Metamath Proof Explorer

Theorem cmslsschl

Description: A complete linear subspace of a subcomplex Hilbert space is a subcomplex Hilbert space. (Contributed by AV, 8-Oct-2022)

Ref Expression
Hypotheses cmslsschl.x 
|- X = ( W |`s U )
cmslsschl.s 
|- S = ( LSubSp ` W )
Assertion cmslsschl 
|- ( ( W e. CHil /\ X e. CMetSp /\ U e. S ) -> X e.

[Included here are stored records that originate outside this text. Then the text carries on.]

Issue #80, opened 2020-07-14
Pick a package name and rename this repo


slifty:
#### Description
As we have fleshed out this project we have created a few repositories and started to shift to treating this one as more of an API than a standalone application (#66).

When we finally finish that API and publish a package, we will want to consider renaming this repository to match the package name.

To be clear, #66 should be finished first, but I wanted to open this issue so we don't lose track of the renaming task.

#### Relevant Resources / Research
None.

#### Related Issues
Issue #66

slifty:
Some brainstormed ideas for the ultimate package name (and therefore repo name)

- @tvkitchen/kitchen
- @tvkitchen/core (which will be confused with base)
- @tvkitchen/countertop (which is great, but technically it includes ingestion engines which are CURRENTLY separate from the countertop but there is talk about [whether ingestion engines are appliances](https://github.com/tvkitchen/meta/issues/14))
- ...

slifty:
Now that we're moving ingestion engines to be appliances, I think It is time to call the `@tvkitchen/countertop`.

We can also remove the `components` directory, since the countertop *is* the package.

slifty:
It is done!  `@tvkitchen/countertop`

Issue #66, opened 2020-06-15
What should the TV Kitchen entry point be?


slifty:
#### What do you want to talk about?

First: @chriszs has started working on a Docker entry point (🎉) over at #54, and we should continue that line of exploration to think a bit about how people are going to run a copy of TV Kitchen.

We should think about what we want to do for the short term, what we want to support for the long term, and what we want to document as the "recommended" way.  Note that we can support more than one deployment technique.

Some options as I see them right now:

1. `git clone` of the `tv-kitchen` repository and following configuration steps.
2. Docker container (e.g. #54) along with configuration steps.
3. A `tvk` command line tool (e.g. `tvk start -c config.json` or whatever).
4. An npm package that people can import into their own code base.

Some of this came up in dialogue around #65, since some of the appliance installation approaches might have relied on a modification of a `package.json` (we are likely NOT going to be following those approaches).

#### Relevant Resources / Research
None for now, though I know there must be a ton out there about this issue.

chriszs:
A couple projects I've done have followed a pattern of script (#1) -> API (#4) -> CLI (#3) -> Docker (#2), where the script is an intermediate stage, later refactored to a CLI sitting on top of an API, installable via `npm` or `npx` and then Dockerized.

chriszs:
An additional consideration: Okay, so you have your daemon. Let's say it has a basic CLI focused on providing file-based configuration. Do you also want a separate configuration CLI that acts as a client once you have a configuration store? Or is that the same CLI?

reefdog:
> 3. A `tvk` command line tool (e.g. `tvk start -c config.json` or whatever).

So presumably what this might do is create and fill a local instance from a template. (Also presumably another way to get that template would be to just clone it directly from GitHub rather than use the CLI tool.) That template would have the main tv-kitchen repo (this one, call it TVK core) as a dependency.

That's kind of the model I was imagining, personally.

chriszs:
Oh, interesting! So like Yeoman?

reefdog:
_Yeoman. Now there's a name I've not heard for a long time. A long time._

But, yes, kind of? Basically the architecture I'm assuming is that the unique footprint of an individual TV Kitchen installation should be as small as possible, mostly config files, with TV Kitchen core, appliances, etc being imported as dependencies.

[...]

PR #88, opened 2020-08-26
Reorganize as countertop package

### LINKED ISSUE #85: Reorgnaize repository to be a package
#### Description
We're moving to releasing this as a package but to do that we need to improve the repository a bit:

1. Remove the concept of `components` (this is going to ONLY be the countertop)

We may also want to remove the use of environment variables for ANY form of configuration, but I will treat that as a separate issue.

None

#### Related Issues
Issue #80

slifty:
## Description
This PR is a significant change: it moves this repository from being a standalone "application" that can be cloned, configured, and run into being a "countertop" package that a TVK implementation will import (alongside the other appliances / components that it wants to use).

This is the culmination of a series of discussions about what the TVK entry point should look like.

It means we no longer have a `src/components` directory, since this is *only* the countertop.  The countertop classes are now in a `src/classes` directory instead.

We expose all of the classes at the package level, so developers will do things like:

```
import { CountertopCoordinator } from `@tvkitchen/countertop`
const countertop = new CountertopCoordinator()
```

Questions for the room:

1. Should `CountertopCoordinator` just be called `Countertop` (very important)
2. Is `src/classes` the right directory (less important) 
3. Is `@tvkitchen/countertop` an appropriate package name (last call to change it!).

## Due Diligence Checklist
- [x] Tests
- [x] Documentation
- [x] Consolidated commits
- [x] Changelog(s) updated

## Steps to Test
1. `yarn test`

## Deploy Notes
None -- deployment is no longer really a thing here.

## Related Issues
Resolves #85 
Related to #66 
Related to #80


slifty:
NOTE: part of merging this PR is going to be renaming the repository to `countertop`

reefdog:
> Should `CountertopCoordinator` just be called `Countertop` (very important)

**Yes!** I think `CountertopCoordinator` is like saying "we wanted to go with the metaphor, but found the name illegible, so what it really is is a coordinator, so we'll call it both". I'd say call it _either_ the `Countertop` _or_ the `ApplianceCoordinator` (or whatever _thing_/action it is coordinating). IIRC it's doing enough general coordinating that adding a subject could go out of date quickly, so, `Countertop` works as a general name that's clear _enough_ and whose legibility is quickly established once you grok the architecture.

> Is src/classes the right directory (less important)

**I have no opinion!** Semantically it makes sense, but I don't know if there's an idiomatic reason to go with another name!

> Is @tvkitchen/countertop an appropriate package name (last call to change it!).

**Yes!**

README.md
```diff
@@ -1,29 +1,31 @@
...
+# TV Kitchen Countertop
 
 The [TV Kitchen](https://tv.kitchen) is a playground that turns TV into data (transcripts, facial recognition, etc.) so that newsrooms can help their staff and readers better understand what is happening across various local and cable TV news outlets.
 
+The Countertop is the entry point for developers who want to set up a TV Kitchen.
+
 ## Setting up the project
 
-If you are interested in running the TV Kitchen as a developer please review our [install instructions](docs/INSTALL.md).
+If you are interested in running a TV please review our [install instructions](docs/INSTALL.md).
```
reefdog, line 11: This seems garbled. "running a TV" doesn't seem to be what you mean to say!

package.json
```diff
@@ -25,7 +25,7 @@
     "journalism",
     "news"
   ],
-  "author": "Bad Idea Factory <author@biffud.com>",
+  "author": "Bad Idea Factory <biffuddotcom@biffud.com>",
```
reefdog, line 28: This email address is a crime, but a delicious crime, like when all that Pappy Van Winkle went missing.

README.md
slifty: image

package.json
slifty: I am genuinely assuming this is [a Wishbone reference](https://www.youtube.com/playlist?list=PLDymFoFsHNt14kLH5F3tGy9x5-579qwUq).

reefdog: I just stumbled across this while looking for something else. This is what I get for ignoring all the GitHub notification emails.

No, it was a reference to [this](https://www.huffpost.com/entry/pappy-van-winkle-stolen_n_4114677).

PR #90, opened 2020-08-27
Remove module-alias package

### LINKED ISSUE #89: Getting rid of module-alias
#### Description
Now that countertop is going to be a package, we need to remove `module_alias`.  This was identified a while ago by @chriszs in #51.

To quote Chris:

------

`module-alias` theoretically supports imports, and does so under Babel, but the way it does so is to hijack every subsequent `require`. ~~That seems to mean I need to require it? (E.g. `require('module-alias/register')`).~~ (Correction: it's the `/register` part it doesn't seem to like. `import register from 'module-alias'` might work?) And it _seems_ ineffective at rewriting imports if they don't go through Babel.

One pitfall of the require hijack approach (internally it uses a require hijacker called `pirates`, amusingly, according to my stack traces) is acknowledged in its README: 
>WARNING: This module should not be used in other npm modules since it modifies the default require behavior! It is designed to be used for development of final projects i.e. web-sites, applications etc.

This could be a barrier to adaptive reuse, even if the core TVKitchen module is primarily for running directly.

There are alternative approaches. One [detailed here](https://arunmichaeldsouza.com/blog/aliasing-module-paths-in-node-js) uses `link-module-alias`, which creates symlinks as a post-install step run after every `npm install` or `yarn`. That post also mentions yarn workspaces as an alternative, one already being used in this project elsewhere.

One benefit is those approaches _might_ need fewer shims, e.g. for ESLint and Jest. But there may be other tradeoffs.

------

* (https://arunmichaeldsouza.com/blog/aliasing-module-paths-in-node-js

#### Related Issues
None

slifty:
## Description
This PR removes `module-alias`, replacing all of those aliased imports with relative paths.  It's a bit more cluttered and depressing, but it had to happen in order to support npm packages.

## Due Diligence Checklist
- [x] Tests
- [x] Documentation
- [x] Consolidated commits
- [x] Changelog(s) updated

## Steps to Test
1. `yarn test`

## Deploy Notes
- `yarn install`

## Related Issues
Resolves #89


src/scripts/_sandbox.js
```diff
@@ -4,8 +4,3 @@
 //
 // Do not commit changes to this file! In fact, you should locally set the `--assume-unchanged`
 // flag on it: `git update-index --assume-unchanged ./src/scripts/_sandbox.js`
-import 'module-alias/register'
-
-/**
- * DO NOT MODIFY ABOVE THIS BLOCK
- */
```
reefdog, line 11: Did you mean to remove the "DO NOT MODIFY ABOVE THIS BLOCK" comment?

slifty: I did -- it doesn't matter what people do to that file since it (shouldn't be) tracked.

It used to be the case that we needed that import for anything to work correctly from sandbox.

PR #94, opened 2020-08-28
Add injectable logging

### LINKED ISSUE #91: Make logging customizable
#### Description
Now that this is an npm package (as opposed to a standalone application), it does not make as much sense for it to have `.env` driven logging.

We should instead look into exposing an API that lets a user of the package define a custom logger, similar to what [kafkajs does](https://kafka.js.org/docs/custom-logger).

The log levels are already exposed in `@tvkitchen/base-constants`, and the countertop elements already take in settings on construction, so we're actually partly there.

What is less clear to me is if we should remove winston from the project, and if so, should that be part of this issue.  Use of winston as the default might be a little opinionated / overkill as opposed to some kind of trivial console based logger default.

- https://kafka.js.org/docs/custom-logger

#### Related Issues
None.

slifty:
## Description
This PR adds the ability to specify a logger when creating a new `Countertop`.

This PR removes reliance on `winston`.

This PR adds a default logger that uses `console.log`.

As part of the addition of inject-able logging, this changes the way appliance settings are passed to the countertop.

## Due Diligence Checklist
- [x] Tests
- [x] Documentation
- [x] Consolidated commits
- [x] Changelog(s) updated

## Steps to Test
1. `yarn test`

## Deploy Notes
- `yarn install`

## Related Issues
Resolves #91


src/classes/Countertop.js
```diff
@@ -9,20 +10,36 @@ import CountertopTopology from './CountertopTopology'
...
-	 * @param  {Class}  Appliance     The class of the IAppliance being registered.
-	 * @param  {String} configuration The configuration used to register the appliance station.
-	 * @return {CountertopStation}    The station created for this appliance.
+	 * @param  {Class}  Appliance                 The class of the IAppliance being registered.
+	 * @param  {String} options.applianceSettings The settings to be passed to the appliance.
+	 * @return {CountertopStation}                The station created for this appliance.
 	 */
-	addAppliance = (Appliance, configuration) => {
+	addAppliance = (Appliance, {
+		applianceSettings = {},
```
slifty, line 35: This might feel like overkill to use destructuring for.  The thinking is that there are going to be additional settings that are more specific to countertop topologies (e.g. "ignoreStations" etc.)

src/tools/loggers/consoleLogger.js
```diff
@@ -0,0 +1,11 @@
+import { logLevels } from '@tvkitchen/base-constants'
+
+export default {
```
chriszs, line 3: Some thoughts:

1. This feels a little like a DRY violation, but maybe not one that would be better if it weren't.
2. Do we want to output errors to the error output stream?
3. We're depending on the context this is called in to define the logger in a property called "logger." Are we sure we want to couple it that way?
4. Most of this is defined by the built-in logger, except `fatal` and prepending the level to the message. Theoretically we could just pass in `console` except for those requirements.

src/classes/Countertop.js
chriszs: It feels a little aesthetically weird to imagine calling `addAppliance` like:
```js
addAppliance(appliance, { applianceSettings: { setting: false } })
```

But not _that_ weird.

What do you mean by "overkill?"

chriszs:
Presumably [the logger in IAppliance](https://github.com/tvkitchen/base/blob/e71d4493606fd2acac61251c84971d1c259114cc/packages/interfaces/src/IAppliance.js#L15-L23) goes away after this lands, right?

src/classes/Countertop.js
slifty: I just meant that without other parameters being destructured it seems silly to destructure parameters.

That being said... you're absolutely right.  I'm going to take this back.  Maybe we should just have three parameters:

1 -> the appliance
2 -> appliance settings
3 -> whatever relevant countertop settings we end up deciding on.

Where 3 is the one that might be destructured once we decide on those settings.

src/tools/loggers/consoleLogger.js
slifty: 1. which part?
2. Oh good thought (also, good thought re #4...)
3. Nope that is totally a mistake!  Also I should have tests which would have exposed that mistake.
4. Yes!  I'll go do that.

slifty:
Regarding the IAppliance logger -- different repositories so they're independent; we could consider making the ConsoleLogger something added to `base-classes` which gets imported by both contexts.

Also, I think that IAppliance probably shouldn't have an implemented logger anyway, and the default logger should actually be part of AbstractAppliance.

src/classes/Countertop.js
slifty: I just meant that without other parameters being destructured it seems silly to destructure parameters.

That being said... you're absolutely right. I'm going to take this back. Maybe we should just have three parameters:

1 -> the appliance
2 -> appliance settings
3 -> whatever relevant countertop settings we end up deciding on.

Where 3 is the one that might be destructured once we decide on those settings.

src/tools/loggers/consoleLogger.js
slifty: OK I grok the DRY comment now.

Worth noting that if we just took `FATAL` out of `logLevels` we would be able to just use `console` as a default logger without needing a logger class anywhere...

The difference between `FATAL` and `ERROR` is the scope of the error.  If it takes down the whole service, it causes FATAL; if it's just taking down the local operation, it's ERROR...

Not sure we'd be giving up much by dropping fatal tbh.

slifty: Redid this with a little inspiration from how [kafkajs](https://github.com/tulios/kafkajs/blob/master/src/loggers/console.js) does it -- I think I avoided a bit of the DRY smells but I imagine it isn't perfect.

Overall I am comfortable with the idea that we will probably want to revisit this -- both to add better structure, probably to remove `fatal` and the like as well depending on how the [conversation in base-constants goes](https://github.com/tvkitchen/base/issues/84).

src/tools/loggers/consoleLogger.js
```diff
@@ -0,0 +1,35 @@
+/* eslint-disable no-console */
+// Since using `console` here is kind of the whole point.
+import { logLevels } from '@tvkitchen/base-constants'
+
+const log = (level, message) => {
+	const structuredMessage = JSON.stringify({
+		level,
+		message,
+	})
+	switch (level) {
```
chriszs, line 10: Another way to do this would be
```js
console[level === 'fatal' ? 'error' : level](structuredMessage)
```

src/tools/loggers/consoleLogger.js
```diff
@@ -0,0 +1,35 @@
...
+		case logLevels.trace:
+			return console.trace(structuredMessage)
+		default:
+			return console.log(structuredMessage)
+	}
+}
+
+export default {
+	log,
+	fatal: (message) => log(logLevels.fatal, message),
```
chriszs, line 29: Could also do:
```js
fatal: log.bind(this, logLevels.fatal),
```

src/tools/loggers/consoleLogger.js
slifty: I think the "tradeoff" is the loss of default behavior (e.g. if someone ran `logger.log("PANTSPARTY", "wooooooo!"` it would error)...  but that's probably OK?

slifty: Wait... I have an idea...

slifty: Oh the other thing that shorthand approach does is rely on the (coincidental?) coupling of the log level constants being identifcal to the console method names (e.g. lower case).

I agree it feels verbose but I think that for now I'll just leave it as is and honestly we'll probably wind up deleting this whole thing later when we revisit logging...

slifty:
OK so I think this is good enough for now -- I hear you on the removing lines from the `consoleLogger.js` but there is enough reason to keep it that way for now that I will keep it there, and I expect it to become cleanup later.

The more long-term-important suggestions around things like API shape have been made so I think this is good to merge in!

src/tools/loggers/consoleLogger.js
slifty: How does bind even work 😬

chriszs:
Yeah, I pretty much understood you were going to keep this design when I did my review. I think it's okay.

PR #98, opened 2020-09-06
Create countertop workers

### LINKED ISSUE #84: Allow the countertop to start processing data
#### Description
We currently have a Countertop that can accept new appliances and use that set of appliances to generate a stream topology.

The next step is to actually use that topology to create workers and start generating / processing data as per a given appliance configuration.

Using the API defined in #82, enable the `start` and `stop` methods for the `CountertopCoordinator`.

This is going to involve creating the concept of a `CountertopWorker` and thinking carefully about how to differentiate streams within Kafka.

None

#### Related Issues
- #82 
- #23

slifty:
## Description
This PR adds the concept of CountertopWorkers, which are the portion of the countertop to actually interact with Kafka and invoke appliances.

This PR also adds unit tests for all countertop components.

## Due Diligence Checklist
- [x] Tests
- [x] Documentation
- [x] Consolidated commits
- [x] Changelog(s) updated

## Steps to Test
0. `yarn install`
1. `yarn test`

## Deploy Notes
- `yarn install`

## Related Issues
Resolves #84


src/classes/Countertop.js
```diff
@@ -43,8 +44,48 @@ class Countertop {
...
+	 * with those stations.
+	 *
+	 * Running this is destructive: it will stop processing, remove all previous streams from
+	 * the countertop and replace them with updated streams.
+	 *
+	 * @return {CountertopTopology} The new countertop topology.
+	 */
+	updateTopology = async () => {
+		this.logger.debug('CountertopCoordinator: updateTopology()')
+		await this.stop()
```
slifty, line 84: I think instead of invoking stop, updateTopology should verify that internal state preconditions are met and fail if they are not.

For one thing, this would mean updateTopology can be synchronous, but more importantly it would make the impact of calling it much more predictable.

src/classes/Countertop.js
```diff
@@ -43,8 +44,48 @@ class Countertop {
...
+	/**
+	 * Start the countertop and begin data processing.
+	 *
+	 * This will regenerate the countertop topology to reflect all currently added appliances.
+	 *
+	 * @return {Boolean} Whether the countertop successfully started.
+	 */
+	start = async () => {
+		this.logger.debug('CountertopCoordinator: start()')
+		await this.updateTopology()
```
slifty, line 56: We should move updateTopology to the `addAppliance` -- that way the topology is always assumed to reflect the appliances added.

src/classes/Countertop.js
```diff
@@ -14,6 +15,8 @@ class Countertop {
 
 	stations = []
 
+	state = countertopStates.STOPPED
```
slifty, line 18: I forget if we decided it's bad / error prone to set values here vs in the constructor

src/classes/CountertopWorker.js
```diff
@@ -0,0 +1,132 @@
...
+	 *
+	 * @param  {Class}            Appliance     The class for the appliance that this worker will use.
+	 * @param  {CountertopStream} stream        A stream that ends in this worker's station.
+	 * @param  {Object}           configuration Configuration settings for the Appliance.
+	 */
+	constructor(
+		Appliance,
+		applianceSettings = {},
+		{
+			stream,
```
slifty, line 39: Is passing stream here appropriate?

It is used to decide which kafka topics to track / what the kafka group should be.  Note: nobody knows that workers use Kafka this way, which is good (vs, for instance, passing in things like `kafkaStream` or `kafkaGroup`)

Tl;DR it feels odd for the Worker to have to know its context, but ultimately it does need to know what data streams to read and write from, and all of that is contained by the CountertopStream that is passed here.

src/classes/CountertopWorker.js
```diff
@@ -0,0 +1,132 @@
...
+			logger = consoleLogger,
+		} = {},
+	) {
+		this.stream = stream
+		this.logger = logger
+		this.consumer = kafka.consumer({ groupId: stream.id })
```
slifty, line 45: Should we give workers their own UUIDs (rather than relying on the stream UUID)

There should only ever be one worker per stream, so it would be 1:1, but still.

src/classes/CountertopWorker.js
```diff
@@ -0,0 +1,132 @@
...
+		if (!await this.appliance.audit()) {
+			return false
+		}
+		if (!this.appliance.start()) {
+			return false
+		}
+		await this.admin.connect()
+		await this.producer.connect()
+		await this.consumer.connect()
+		const inputTopics = this.appliance.constructor.getInputTypes().map(
```
slifty, line 80: Maybe should be a named utility

src/classes/Countertop.js
```diff
@@ -40,13 +48,69 @@ class Countertop {
...
+	 *
+	 * This will regenerate the countertop topology to reflect all currently added appliances.
+	 *
+	 * @return {Boolean} Whether the countertop successfully started.
+	 */
+	start = async () => {
+		this.logger.trace('CountertopCoordinator: start()')
+		this.state = countertopStates.STARTING
+		const promises = this.stations.map(async (station) => station.start())
+		if ((await Promise.all(promises)).every((result) => result)) {
```
chriszs, line 66: Okay, so `station.start()` returns a promise with a boolean indicating success or failure? Failure isn't indicated by a promise rejection? I could go look, I guess, but I'm just thinking this one through out loud instead.

src/classes/Countertop.js
```diff
@@ -40,13 +48,69 @@ class Countertop {
...
+	 * Stop the countertop and halt all data processing.
+	 *
+	 * @return {Boolean} Whether the countertop successfully stopped.
+	 */
+	stop = async () => {
+		this.logger.trace('CountertopCoordinator: stop()')
+		this.state = countertopStates.STOPPING
+		this.stations.map((station) => station.stop())
+		const promises = this.stations.map(async (station) => station.stop())
+		if ((await Promise.all(promises)).every((result) => result)) {
```
chriszs, line 84: I wonder if instead of jamming the promise one-liner into this if statement, this wouldn't be cleaner as a variable.

src/classes/CountertopWorker.js
chriszs: Seems fine.

src/classes/CountertopWorker.js
chriszs: Seems like a good idea. If the constraint you describe (and which I still don't fully understand) holds it's unneeded, but less coupling seems good.

src/classes/CountertopWorker.js
```diff
@@ -0,0 +1,132 @@
...
+			topics: outputTopics.map(
+				(topic) => ({
+					topic,
+				}),
+			),
+		})
+		await Promise.all(
+			inputTopics.map(
+				async (topic) => {
+					await this.consumer.subscribe({ topic })
```
chriszs, line 103: Not sure you want to async/await here, since you're doing that with `Promise.all`.

src/classes/CountertopWorker.js
```diff
@@ -0,0 +1,132 @@
...
+		)
+		const outputTopics = this.appliance.constructor.getOutputTypes().map(
+			(outputType) => getStreamTopic(
+				outputType,
+				this.stream,
+			),
+		)
+		await this.admin.createTopics({
+			waitForLeaders: true,
+			topics: outputTopics.map(
```
chriszs, line 94: I wonder if the generation of the list of TopicConfigs from topic strings could be broken out into a variable and go outside the function call.

chriszs (changes requested):
Hey there, just a couple stylistic suggestions and questions about how we're using promises.

src/classes/Countertop.js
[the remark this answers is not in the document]
slifty: Yeah that's the case (start is documented as returning true on successful start, false otherwise).

src/classes/Countertop.js
```diff
@@ -40,13 +48,69 @@ class Countertop {
...
+	 * @return {Boolean} Whether the countertop successfully started.
+	 */
+	start = async () => {
+		this.logger.trace('CountertopCoordinator: start()')
+		this.state = countertopStates.STARTING
+		const promises = this.stations.map(async (station) => station.start())
+		if ((await Promise.all(promises)).every((result) => result)) {
+			this.state = countertopStates.STARTED
+		} else {
+			this.state = countertopStates.ERRORED
```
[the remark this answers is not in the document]
slifty: OK so I actually went back and forth and wonder the same thing.

I originally had a `setState` method -- but then realized I don't actually want anything outside of this instance to modify the state, and I was worried that `setState` existing would indicate that it's "OK" to call.

e.g. I never want:

```
const countertop = new Countertop()
countertop.setState('WHEEEEEEEEEEEEeeeeeeeeeeeeeeeeee')
```

What do you think.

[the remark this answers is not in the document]
slifty: I guess it should probably just be a method that is not documented as being part of the 'public' API.

src/classes/CountertopWorker.js
slifty: Deciding to not bike shed this class yet since I expect it to be in a bit of flux.  I think both `start` and `stop` are a doing a bit too much without relying on utility methods.

PR #102, opened 2020-09-07
Make kafka configurable via API

### LINKED ISSUE #99: Make kafka configurable
#### Description
Similar to our removal of logging from the environment configuration (#91) we should not rely on environment variables for kafka.  Instead, necessary kafka settings should be passed to the countertop directly upon instance creation.

I expect the list of configurable settings to expand over time, but we can start with the two fields actually used:

- clientId: 'tv-kitchen',
- brokers: [config.KAFKA_BROKERS],

None

#### Related Issues
- #69

slifty:
## Description
This PR adds the ability for a developer to specify kafka configuration settings when creating a Countertop.  In turn, it removes the (very simple) `kafka` tool we created and the ability to configure kafka via environment variables.

Kafka injection is now a part of the core countertop components (countertop => stations => workers)

## Due Diligence Checklist
- [x] Tests
- [x] Documentation
- [x] Consolidated commits
- [x] Changelog(s) updated

## Steps to Test
1. `yarn test`

## Deploy Notes
- `yarn install`

## Related Issues
Resolves #99

### DIFF
--- a/src/classes/Countertop.js
+++ b/src/classes/Countertop.js
@@ -1,3 +1,4 @@
+import { Kafka } from 'kafkajs'
 import { countertopStates } from '../constants'
 import { consoleLogger } from '../tools/loggers'
 import CountertopStation from './CountertopStation'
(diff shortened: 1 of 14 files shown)


src/classes/Countertop.js
```diff
@@ -13,18 +14,26 @@ import CountertopTopology from './CountertopTopology'
...
 	/**
-	 * @param  {Logger} options.logger A logger with methods for all TV Kitchen logLevels.
+	 * @param  {Logger} options.logger        A logger with methods for all TV Kitchen logLevels.
+	 * @param  {Object} options.kafkaSettings Kafka settings as defined in the kafkajs library.
 	 */
 	constructor({
 		logger = consoleLogger,
+		kafkaSettings = {
+			clientId: 'tv-kitchen',
+			brokers: ['127.0.0.1:9092'],
```
slifty, line 31: I'm not sure we should actually provide any default values at all, for anything here.

slifty: I'm going to take out this default for now.  We can add one some day if we want to.

PR #111, opened 2020-09-20
Fix message ordering

### LINKED ISSUE #110: Writing to kafka isn't guaranteed order
#### Current Behavior
The CountertopWorker does not await the response from Kafka when writing, which means that it is possible that a given message will not be written in order.

This bug may sound familiar, since we addressed it when we did ingestion engines originally (but I forgot when writing the countertop worker).

#### Input

N/A -- this is just a bug in the business logic generally, so it would potentially apply to any topology.

#### Expected Behavior

Kafka messages should always be written in the order that payloads are emitted by an appliance.

#### Possible Solutions

Instead of writing directly to kafka, the payload event handler should write to a Writable stream.  That stream should then honor order.

slifty:
## Description
This PR fixes CountertopWorker so that it will not write to Kafka until the previous payload has been processed. 

## Due Diligence Checklist
- [x] Tests
- [x] Documentation
- [x] Consolidated commits
- [x] Changelog(s) updated

## Steps to Test
1. `yarn test`

## Deploy Notes
None

## Related Issues
Resolves #110

### DIFF
--- a/CHANGELOG.md
+++ b/CHANGELOG.md
@@ -6,9 +6,10 @@ The format is based on [Keep a Changelog](https://keepachangelog.com/en/1.0.0/),
 and this project adheres to [Semantic Versioning](https://semver.org/spec/v2.0.0.html).
 
 ## [Unreleased]
+### Fixed
+- Message ordering from CountertopWorkers are now guaranteed.
 
 ## [0.1.0] - 2020-09-09
-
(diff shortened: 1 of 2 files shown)


slifty:
Merging this without approval despite the critical bug it introduces.  Also creating an issue to reflect that memory leak.

Issue #153, opened 2022-05-12
Move to Typescript


slifty:
**Feature description**

This project would make more sense as a Typescript project; there is already (awkward) type checking going on.

It will be much easier to write appliances with TS because of the hinting and tooling.

Countertop is a fine place to start this conversion.

slifty:
This is going to be handled in stages.  For instance:

1) Enable TypeScript alongside the current build patterns.
2) Begin to transfer some of the types defined in https://github.com/tvkitchen/base/ as TypeScript
3) Begin to convert some of this repository in independent chunks.
4) Once everything is in TS, disable the babel and move to pure TypeScript.

PR #155, opened 2022-05-13
Support TypeScript

slifty:
This PR adds support for TypeScript to the respository.

Note that it this is simply the first step in the process of converting this repository to TypeScript.  The long term goal is to be able to remove Babel (and JS) entirely.

Related to #153


.eslintrc.typescript.json
```diff
@@ -0,0 +1,32 @@
+{
+		"parser": "@typescript-eslint/parser",
```
slifty, line 2: Indentation is off here.

Issue #154, opened 2022-05-13
Base should be baked into countertop


slifty:
Especially once #153 is complete I think it will make a lot of sense for all of the "base" and "core" functionality to get merged into `countertop`

This means the flow for a developer would be to import countertop and do whatever they want to do without needing to worry about importing a bunch of random "base-error" or "base-interface" junk.  Countertop will truly be the entry point not just for appliance users but for appliance developers.  This will also make it easier to make sure a countertop + appliance pair is in sync in terms of what version of constants exist instead of updating a bunch of redundant dependencies.

slifty:
I don't think there's any good reason to import the `errors` package / classes.  Most of those were just there to support... type checks.

PR #160, opened 2022-06-18
Add Payload class + types

slifty:
This PR adds the Payload class along with relevant typescript objects.  It also sets up `jest` to be able to run against TypeScript.

I've decided that documentation for things like `Payload` should live as part of the [tv.kitchen](https://tv.kitchen) website.  Having it also in the repository makes it hard to know where to look, and I don't want to have too many different places for documentation.

Related to #154 
Related to #153


slifty:
I think when upgrading jest I ... upgraded basically all of our packages.  So long as tests pass I think that's OK, even if an ideal world would have that happen in a separate PR.

slifty:
Update: I undid that accidental universal upgrade; I'll do that another time.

CHil )

Proof

Step Hyp Ref Expression
1 cmslsschl.x 
 |-  X = ( W |`s U )
2 cmslsschl.s 
 |-  S = ( LSubSp ` W )
3 hlbn 
 |-  ( W e. CHil -> W e. Ban )
4 bnnvc 
 |-  ( W e. Ban -> W e. NrmVec )
5 3 4 syl 
 |-  ( W e. CHil -> W e. NrmVec )
6 5 3ad2ant1 
 |-  ( ( W e. CHil /\ X e. CMetSp /\ U e. S ) -> W e. NrmVec )
7 eqid 
 |-  ( Scalar ` W ) = ( Scalar ` W )
8 7 bnsca 
 |-  ( W e. Ban -> ( Scalar ` W ) e. CMetSp )
9 3 8 syl 
 |-  ( W e. CHil -> ( Scalar ` W ) e. CMetSp )
10 9 3ad2ant1 
 |-  ( ( W e. CHil /\ X e. CMetSp /\ U e. S ) -> ( Scalar ` W ) e. CMetSp )
11 3simpc 
 |-  ( ( W e. CHil /\ X e. CMetSp /\ U e. S ) -> ( X e. CMetSp /\ U e. S ) )
12 1 2 cmslssbn 
 |-  ( ( ( W e. NrmVec /\ ( Scalar ` W ) e. CMetSp ) /\ ( X e. CMetSp /\ U e. S ) ) -> X e. Ban )
13 6 10 11 12 syl21anc 
 |-  ( ( W e. CHil /\ X e. CMetSp /\ U e. S ) -> X e. Ban )
14 hlcph 
 |-  ( W e. CHil -> W e. CPreHil )
15 1 2 cphsscph 
 |-  ( ( W e. CPreHil /\ U e. S ) -> X e. CPreHil )
16 14 15 sylan 
 |-  ( ( W e. CHil /\ U e. S ) -> X e. CPreHil )
17 16 3adant2 
 |-  ( ( W e. CHil /\ X e. CMetSp /\ U e. S ) -> X e. CPreHil )
18 ishl 
 |-  ( X e. CHil <-> ( X e. Ban /\ X e. CPreHil ) )
19 13 17 18 sylanbrc 
 |-  ( ( W e. CHil /\ X e. CMetSp /\ U e. S ) -> X e. CHil )